As we are in the middle of the Olympics, I keep thinking these days about human beings’ infinite ability to overcome themselves, to improve, to reach even further every time.
It is a fact that behind elite sports there is manipulation, doping, money, big investments and vested interests in certain countries. However that’s not the view I am interested in. What really moves me is the willpower that many people have to work, no matter what for a goal, engaging their mind, body and emotion in it, ready to pay whatever price it takes. That price means sacrifices, including emotional ones. They have to be away from their homes quite a lot, separated from family and friends, working truly hard and long hours every day from their early ages, being present & focused at all times in order to achieve their highest performance.
Living at that level of dedication is hard work. I find fascinating that most of these sports people talk about their sacrifices with pride & joy because they feel they’ve been given the opportunity to do what they love the most. They can get up every day feeling enthusiastic about the work that is waiting for them, a job that completely fulfills them, and their final reward will be the next competition, a new chance to better themselves, willing to get there a second sooner or a centimetre further. That’s genuine commitment.
The coaches also better themselves by planning success strategies that bring out all the potential of these sports people. The engineers work on the design, the materials and the performance of a new type of swimming suit, ball, racquet or trainers. The endocrinologists, dieticians and chefs suggest the best menus & diets for each champion. All of them are working behind the ones who will be wearing the medals afterwards (Redes magazine dedicated an interesting article to all these in its nº 28 issue, in Spanish).
At the end of the chain we find the visible link who lets himself be guided, investing effort & dedication, hours of training & enthusiasm, competing and showing his face in the name of all the ones who are working in the background. He becomes the banner of many others, representing his team and also a whole country.
And there we are sitting in our armchairs at home, identifying ourselves with those fighters. We admire them and support them. We cheer for their victories and suffer their defeats. We cry with them when they are listening to their national anthem at the podium or when they have to give up due to an injury after all the effort… We feel proud of their achievements and share their sorrow. We even feel champions as well because maybe we’ve been faithful supporters for so long, because we are compatriots or because we feel close to them for whatever reason.
We are not elite sports people but we do know what effort is and we do work to better ourselves everyday, setting new goals and moving forward. We’ve also won many times and on other occasions things didn’t work out the way we planned. Failure is always there, like a shadow, but satisfaction prevails most of the time. It is always worth it to face a challenge and to go for it. Being part of something so great feels wonderful.

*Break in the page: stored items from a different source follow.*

PR #11478, opened 2022-07-11
Relax ppx_version checking when adding constraints

### LINKED ISSUE #11439: Relax ppx_version checking when adding constraints
As seen here: https://github.com/MinaProtocol/mina/pull/11387#issuecomment-1168984447, `ppx_version` considers that adding a type equality to an existing versioned type is a breaking change.

This should not be the case.
Note that if that if there was already a type equality in the declaration, changing it should be okay too, **except** if the type is an alias (i.e. only a type equality, with no definition).

ebresafegaga:
This closes #11439 (and it will help the completion of #11387)


psteckler:
I think the issue mentioned in #11439 has to do with the way types are printed by `print_versioned_types`, which includes the manifest, if present.  The code for that is in `Versioned_type.Printing`.

There's already a canonicalization step in `print_type` that removes attributes. The fix would be to add an additional step to make the manifest `None`, if the kind is not `Ptype_abstract`.

ebresafegaga:
I totally misunderstood the issue. I thought it was about the strict `ppx_version` syntax (in a `[%%version ...]` extension). Currently, something like this is not allowed:
```ocaml 
module Test = struct
  [%%versioned
  module Stable = struct
    module V1 = struct
      type foo = Foo
      type t = foo = Foo
      let to_latest = Fn.id
    end
  end]
end
```
The changes I made allow it.

ebresafegaga:
Is this something we want to keep or should I just remove it completely?

ebresafegaga:
I've added a commit to fix the printing

psteckler:
The version linter is going to be updated pretty soon, and won't rely on the type printing at all.

ebresafegaga:
> The version linter is going to be updated pretty soon, and won't rely on the type printing at all.

Alright, so we can go ahead and close this PR?

Issue #12530, opened 2023-01-20
Write tests for Zkapp_command_logic.


Sventimir:
The module `src/lib/transaction_logic/mina_transaction_logic.ml` contains almost 2000 lines of the most basic operations needed for executing ZK app commands. It's used in 2 places: `src/lib/transaction_logic/mina_transaction_logic.ml` and also in `src/lib/transaction_snarks.ml`. We need to write tests for this module, because currently there are none. This is a groundwork module and it definitely should be tested thoroughly.

Modules to be tested:
* [x] Currency_amount

PR #12535, opened 2023-01-23
Prepare  transaction_logic for writing tests.

Sventimir:
This PR refactors the `transaction_logic` library n order to facilitate writing unit tests. No semantic changes are expected.

In particular:
* Move signatures from `Zkapp_command_logic` into a separate module to make the implementation file smaller.
* Move the implementation of `Bool` input to `Zkapp_command_logic.Make()` into a sepate module as it does not depend on inputs to `Mina_transaction_logic.Make()`.
* Write generic tests for `Bool_intf` impenetations and apply them to the particular implementation mentioned above (there are other implementations , but applying the functor to them is not easy, at least for the moment).

* This PR just moves the code around without any substantial change (and adds tests). The CI guarantees the system still works.

* This is a step towards #12530 and #12544.


psteckler:
Nit: In `Zkapp_command_logic.Local_state.Checked.t`, the parameterized type should be `t`, instead of `Stable.Latest.t`.

src/lib/transaction_logic/test/transaction_test_lib.ml
```diff
@@ -0,0 +1,119 @@
...
+    end)
+
+    let var i bs = Array.get bs i
+
+    let exec ~(var_count : int) ?(expect = true) (test : Logic.t t) =
+      List.iter (make var_count) ~f:(fun bs ->
+          [%test_result: bool] (Logic.eval @@ test bs) ~expect )
+  end
+
+  let%test_module "Logic tests" =
```
psteckler, line 57: Not sure these tests are needed here. Surely these properties hold for the OCaml `bool` type. 

For the Snarky type `Boolean.var`, used in `Transaction_snark.Inputs`, wouldn't it be better to have tests in Snarky. The tests seem unrelated to transaction logic as such.

Sventimir: You're probably right. I already tried to instantiate the module for `Boolean.var`, but it's not straightforward, as there's no evaluation function I could find in the scope. I supposse I'd have to import more packages from `snarky`, in which case it's likely better to put these tests directly in `snarky`. I'll discard this commit and write appropriate tests in `snarky`.

Sventimir: I removed these tests. I'll add those for `snarky` in a separate PR.

psteckler: I would also suggest that only the truth tables for ||, &&, and NOT would need testing; properties like associativity, De Morgan laws, etc., follow directly from those.

Sventimir:
I'm closing this pull request as we have done more refactorings on another branch, which also includes these changes. The PR is coming soon .

PR #12547, opened 2023-01-25
Fix transaction pool nonce

### LINKED ISSUE #12384: [Transaction Pool] - Duplicate zkapp cmd nonce fee payers are not removed
### Preliminary Checks

### Description

The transaction pool has logic to remove zkapp commands that are submitted that have duplicate nonce values from the same fee payer. Say we construct the following zkapp commands:

1. Fee Payer Keypair, with nonce value of 0 and fee of `10_000_000_000`
2. Fee Payer Keypair, with nonce value of 0 and fee of `20_000_000_000`

If we submit these zkapp commands into the transaction pool, we would expect the first to be removed and the second to be the one that is left. _This is not the case however_, if the second fee payer as a fee equal to or greater than the previous zkapp command, the transaction pool contains the two zkapp commands. IF the fee is lower than the previous zkapp cmd, then the second one is removed (which makes sense).

So in the case where the fee is greater with the same nonce, the first should be replaced but instead both are kept in the transaction pool.is

### Steps to Reproduce

I have created a branch that can reproduce this behaviour. 

See the following link here: https://github.com/MinaProtocol/mina/pull/12383/files#diff-163dbe21d215ac37560cd6328ade1c05a5e607d13164e12a5f6de07a73dc37cbR2639

To reproduce:

1. Check out to `reproduce/transaction-pool-nonce-zkapp`
2. Run the transaction pool tests -- `./scripts/testone.sh src/lib/network_pool/transaction_pool.ml`
3. View results

### Expected Result

The expected result should be that only the second submitted zkapp command should be in the transaction pool

### Actual Result

The returned result shows that both submitted zkapp commands are in the transaction pool, and the test fails.

Always

Medium

### Status

```shell
NA
```

### Additional information

_No response_

ghost-not-in-the-shell:
Explain your changes:
Fixed #12384 by removing dropped commands from accepted ones.

Martin added a unit tests for that.

Checklist:

* Closes #0000


ghost-not-in-the-shell:
!ci-build-me

ghost-not-in-the-shell:
!ci-build-me

src/lib/network_pool/transaction_pool.ml
```diff
@@ -1273,12 +1273,25 @@ struct
...
+                  Sequence.append acc dropped
+              | Error _ ->
+                  acc )
+        in
+        let accepted, rejected, _dropped =
+          List.partition3_map add_results ~f:(function
             | Ok (cmd, _dropped) ->
-                Either.First cmd
+                if
+                  Sequence.mem all_drops cmd
```
nholland94, line 1288: `Sequence.mem` is `O(n)`. Since this is in a loop over the results from adding, we should use an `O(1)` solution here. I'd recommend collecting the transaction hashes of dropped commands into a set and checking membership against that. The transactions hashes should already be available at this point in the code.

nholland94 (changes requested):

nholland94 (approved):

ghost-not-in-the-shell:
!ci-build-me

ghost-not-in-the-shell:
!ci-build-me

PR #12490, opened 2023-01-11
Don't check zkApp proofs in the snark if application will fail anyway

mrmr1993:
This PR proposes an alternative approach to #12397. This allows us to skip verification of failed zkApp commands' proofs in both the snark and the block verification logic.

Checklist:

- [ ] Modified the current draft of release notes with details on what is completed or incomplete within this project
- [ ] Document code purpose, how to use it
  - Mention expected invariants, implicit constraints
- [ ] Tests were added for the new behavior
  - Document test purpose, significance of failures
  - Test names should reflect their purpose
- [ ] All tests pass (CI will check this if you didn't)
- [ ] Serialized types are in stable-versioned modules
- [ ] Does this close issues? List them

PR #12550, opened 2023-01-26
Don't verify proofs for failed zkApp commands

mrmr1993:
This PR builds upon #12490, skipping the verification of proofs inside failed zkApp commands.

Checklist:


mrmr1993:
!ci-build-me

mrmr1993:
!ci-build-me

src/lib/staged_ledger/staged_ledger.ml
```diff
@@ -1022,14 +1022,17 @@ module T = struct
...
-          List.map cs ~f:(fun cmd ->
+          List.map cs ~f:(fun { With_status.data = cmd; status } ->
               let open Ledger in
-              User_command.to_verifiable ~ledger ~get ~location_of_account cmd
-              |> Or_error.ok_exn ) )
+              let cmd =
+                User_command.to_verifiable ~ledger ~get ~location_of_account cmd
+                |> Or_error.ok_exn
+              in
+              { With_status.data = cmd; status } ) )
```
deepthiskumar, line 1035: This won't be enough in the case of failed transactions where vk hashes in account updates don't match with what's in the ledger or in the same transaction, right? `Zkapp_command.Verifiable.create` (called by `to_verifiable` here) will fail to find vk hashes, cause a failure here and the block will be rejected

deepthiskumar (changes requested):

mrmr1993:
!ci-build-me

src/lib/staged_ledger/staged_ledger.ml
mrmr1993: Good catch. I've added an optional `allow_missing_vk` argument to `create` that should prevent this from triggering.
Sounds like we probably also need a test; I'll put something together later.

mrmr1993:
!ci-build-me

src/lib/mina_base/zkapp_command.ml
```diff
@@ -1185,34 +1191,43 @@ end = struct
                     return err
               in
               if Control.(Tag.equal Tag.Proof (Control.tag p.authorization))
-              then (
+              then
```
deepthiskumar, line 1194: Would it be better `Applied`|`Failed` check is performed before entering this block? That way none of VKs are included. Currently there could be some VKs included and some not and that might cause confusion.

deepthiskumar (commented):
Made a minor comment but otherwise looks good. Will wait for the unit test

deepthiskumar:
For the unit test, do you think [this](https://github.com/MinaProtocol/mina/blob/1a355af0f274879837dccb76f523741539891c06/src/lib/staged_ledger/staged_ledger.ml#L3881) is sufficient? I'll create a separate issue for adding this in the intg test

deepthiskumar:
!ci-build-me

deepthiskumar (approved):

deepthiskumar:
!ci-build-me

mrmr1993:
!ci-build-me

deepthiskumar:
!ci-build-me

PR #12416, opened 2022-12-21
Fix off-by-1 error in pickles, check domain size in verify

mrmr1993:
This PR
* fixes an off-by-1 error, where we were not accounting for the largest step domain size in side-loaded proofs
* adds a check for the (alleged) step domain size in the `Pickles.verify` function, to ensure that we don't accept proofs with a larger domain size than the maximum that we support.

Tests elided, TODO later.

Checklist:

- [ ] Modified the current draft of release notes with details on what is completed or incomplete within this project
- [ ] Document code purpose, how to use it
  - Mention expected invariants, implicit constraints
- [ ] Tests were added for the new behavior
  - Nope!
- [ ] All tests pass (CI will check this if you didn't)
- [ ] Serialized types are in stable-versioned modules
- [ ] Does this close issues? List them

PR #12571, opened 2023-01-28
[pickles] refactor uncorrelated tests + add test for impossibly large domain size

mimoo:


mimoo:
I'm still not sure I understand why `stmt.proof_state.deferred_values.branch_data.domain_log2` is 15 in the current test (when the step circuit seems much smaller)

mimoo:
OK, so the `Proof.verify_promise` errors with the following when I modify the domain from 15 to 16:

```
Pickles.verify dlog_check
 "b: 0x31CEF482CF2FD4F1781E3309F6F8A516E301D84315FA35A3EB691C3857335E59 != 0x0A9A1F39017100E0127FCC84B00A485FB55AE3D20779AD6D74C79A951FA043D8"
 "combined_inner_product: 0x39E85E659F9734015CC8919226E4000C46E03572AD568BF71665C9DE42329A7F != 0x3CA652488E90D728506B5C0A1B54F1638876BB035FAC2EAEA3A4F3C323E813DD")
```

As I don't modify these values in my test, my explanation is that it uses the wrong domain to compute something (perhaps w^domain_size) which is used in these checks. So now we can:

1. think that the check in https://github.com/MinaProtocol/mina/pull/12416/files#diff-823940d61ae33ca1da540d9f602d3047c620264b5593469bf75ed32f67f8892fR90 was not necessary as this get caught anyway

How could anyone not be proud of participating in an Olympics even if they go back home without a medal on! Just being there is already an award. It means that you’ve been one of the best, that you’ve worked hard and that work took you to the place where only a few can be. Winning is wonderful but enjoying the journey is even better. Loving your job and giving yourself to it, taking notice & listening to those who are there to help you & support you, having the opportunity to be better every day and resting every night feeling satisfied for that job well done, knowing that there is more of the same to come tomorrow… That’s something that money cannot buy!
I have a very dear friend. We’ve been friends since we were born (well, actually since I was born, as she came to this world 23 days before me). We were around 20 at the time and, without giving any further details about the situation, all of a sudden my friend shouted: “WE ARE CHAMPIONS!”, meaning we could achieve anything we wanted if we were really going for it and believing that we could get it. She was so right! Over the years we've always used that motivational slogan every time we were facing new challenges or generating new goals: “Just remember that you are a champion!”. Saying those magic words out loud would lead us to laughter and that into cheering each other: “Of course, I can do it!”. It was a proper anchorage, no doubts about it. We were so wise! That’s how we've achieved many of the things we went for (by the way, my friend was a champion that night, of course).
Quite often we don’t put on all the medals that we deserve. We don’t remember the achievements we’ve reached. We don’t congratulate ourselves for all the knowledge we gained from our defeats. Are you aware of all the things you’ve done? Do you realise how much you’ve learnt and how much you’ve grown? We are champions and many of us don’t even know it!
I would like to congratulate myself today and congratulate you too. WE ARE THE CHAMPIONS, so very well done!
"It is not the critic who counts; not the man who points out how the strong man stumbles, or where the doer of deeds could have done them better.
The credit belongs to the man who is actually in the arena, whose face is marred by dust and sweat and blood; who strives valiantly; who errs, who comes short again and again, because there is no effort without error and shortcoming; but who does actually strive to do the deeds; who knows great enthusiasms, the great devotions; who spends himself in a worthy cause; who at the best knows in the end the triumph of high achievement, and who at the worst, if he fails, at least fails while daring greatly, so that his place shall never be with those cold and timid souls who neither know victory nor defeat".
Theodore Roosevelt (Excerpt from the speech "Citizenship In A Republic", delivered at the Sorbonne, in Paris, France on 23 April, 1910).